5 c 1995 1 # <== this one. This one too has another reference in the last 6 years, two rows above.
6 a 1996 0
7 a 2000 1
8 b 2002 0
9 b 2010 0
Icing on the cake : it deals with NA seamlessly.
Here's another possibility also using data.table but including diff().
dat <- data.table(group = rep(c("a","b","c"), each = 3),
year = c(2000, 1996, 1975, 2002, 2010, 1980, 1990,1986,1995),
key = "group")
valid_case <- subset(dt[,list(valid_case = diff(year)), by=key(dt)],
abs(valid_case)<6)
dat$valid_case <- ifelse(dat$group %in% valid_case$group, 1, 0)

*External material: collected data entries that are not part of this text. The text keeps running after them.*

Issue #787, opened 2020-05-20
Narrowing conversion from unsigned long to signed long 


jrprice:
Enabling `-Werror` produces this:
```
../test_common/harness/conversions.cpp:211:14: error: narrowing conversion of ‘18446744071562067968’ from ‘long long unsigned int’ to ‘Long’ {aka ‘long int’} [-Wnarrowing]
  211 |         0, 0 };    // Last two values aren't stored here
```

This will be disabled in the root `CMakeLists.txt` file until fixed.

ellnor01:
This error has been fixed under #901
However reenabling the error has uncovered many other narrowing conversion failures. 
I will create a couple of patches to move the `-Wno-narrowing` flag down to specific suites with loads of issues, fixing some individual errors on the way. Then create new issues to remove the flag from the remaining suites.

ellnor01:
Under #1144 -Wno-narrowing flag is being moved down to individual directories which contain lots of occurrences. I have raised new issues to solve each of these: #1156 #1157 #1158 #1159.  Closing #1144 should now be enough to close this issue.

PR #1144, opened 2021-02-03
Re-enabling narrowing errors

ellnor01:
Fixes narrowing conversion build errors in test_common

Removing disable of narrowing errors in main CMakeLists.txt
and moving it down to specific test_conformance suite's 
CMakeLists.txt where there are many more build errors revealed
from this fix. 

Fixes a few simple issues under test_conformance in the process.

Contributes #787


test_common/harness/testHarness.h
```diff
@@ -26,7 +26,7 @@
 class Version {
 public:
     Version(): m_major(0), m_minor(0) {}
-    Version(int major, int minor): m_major(major), m_minor(minor) {}
+    Version(uint major, uint minor): m_major(major), m_minor(minor) {}
     bool operator>(const Version &rhs) const { return to_int() > rhs.to_int(); }
```
jlewis-austin, line 30: Should we change these to to_uint() for consistency?

ellnor01:
Any comments on here?

kpet:
@ahesham-arm This is failing the CI. It may require a rebase and/or fixes.

ahesham-arm:
@kpet Rebased and all CI checks are now passing.

test_conformance/extensions/cl_khr_command_buffer/command_buffer_printf.cpp
```diff
@@ -274,7 +274,7 @@ struct CommandBufferPrintfTest : public BasicCommandBufferTest
                                      &pattern[0], 0, nullptr, nullptr);
         test_error(error, "clEnqueueWriteBuffer failed");
 
-        cl_int offset[] = { 0, pattern.size() - 1 };
+        size_t offset[] = { 0, pattern.size() - 1 };
```
bashbaug, line 277: Can you please check that this change is correct?  I'm nervous that going from a 32-bit type (`cl_int`) to a possibly 64-bit type (`size_t`) may require some additional changes.

test_conformance/atomics/test_atomics.cpp
```diff
@@ -1292,8 +1292,8 @@ cl_long test_atomic_and_result_long(size_t size, cl_long *startRefValues,
 int test_atomic_and(cl_device_id deviceID, cl_context context,
                     cl_command_queue queue, int num_elements)
 {
-    TestFns set = { 0xffffffff,
-                    0xffffffffffffffffLL,
+    TestFns set = { (int)0xffffffff,
+                    (long long)0xffffffffffffffffLL,
```
bashbaug, line 1296: It might be better to cast these to the types used in the structure, which are guaranteed to have a fixed size, rather than `int` and `long long` that could be different sizes for different compilers.

```suggestion
    TestFns set = { (cl_int)0xffffffff,
                    (cl_long)0xffffffffffffffffLL,
```

ahesham-arm: Done

test_conformance/extensions/cl_khr_command_buffer/command_buffer_printf.cpp
ahesham-arm: `offset` is used in 3 locations in this function, two are trivial loop comparisons against another `size_t`, so those are fine. The other, main one, is a call to `clEnqueueWriteBuffer` which expects a `void*` and the size in bytes. The call is already using `sizeof` so I don't see why this would fail regardless of the data type and/or architecture.

test_conformance/extensions/cl_khr_command_buffer/command_buffer_printf.cpp
```diff
@@ -274,7 +274,7 @@ struct CommandBufferPrintfTest : public BasicCommandBufferTest
...
         error = clEnqueueWriteBuffer(queue, off_mem, CL_TRUE, 0, sizeof(offset),
                                      offset, 0, nullptr, nullptr);
         test_error(error, "clEnqueueWriteBuffer failed");
```
lakshmih, line 280: off_mem is created for sizeof(cl_int) size so I think the enqueuewritebuffer to it using sizeof(size_t) can cause issues.

test_conformance/extensions/cl_khr_command_buffer/negative_command_buffer_create.cpp
```diff
@@ -115,7 +115,8 @@ struct CreateCommandBufferRepeatedProperties : public BasicCommandBufferTest
             TEST_FAIL);
 
         cl_command_buffer_properties_khr invalid_properties[3] = {
-            CL_COMMAND_BUFFER_FLAGS_KHR, CL_INVALID_PROPERTY, 0
+            CL_COMMAND_BUFFER_FLAGS_KHR,
+            (cl_command_buffer_properties_khr)CL_INVALID_PROPERTY, 0
         };
```
lakshmih, line 120: Not sure CL_INVALID_PROPERTY can be used in a property list like this. The spec only specifies its usage as a return value.

lakshmih (changes requested):
Left some comments

test_conformance/extensions/cl_khr_command_buffer/negative_command_buffer_create.cpp
ahesham-arm: I have used `-1` instead.

test_conformance/extensions/cl_khr_command_buffer/command_buffer_printf.cpp
ahesham-arm: This is now using `cl_uint` for the type of the array and an assert is added to ensure the casting is safe.

bashbaug (approved):

lakshmih (approved):

bashbaug:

I am not sure how this compares in terms of speed or NA handling (I think it should be fine with NAs since they propagate in diff() and abs()), but I certainly find it more readable. Joins are really fast in data.table, but I'd have to think avoiding that all together helps. There's probably a more idiomatic way to do the condition in the ifelse statement using data.table joins. That could potentially speed things up, although my experience has never found %in% to be the limiting factor.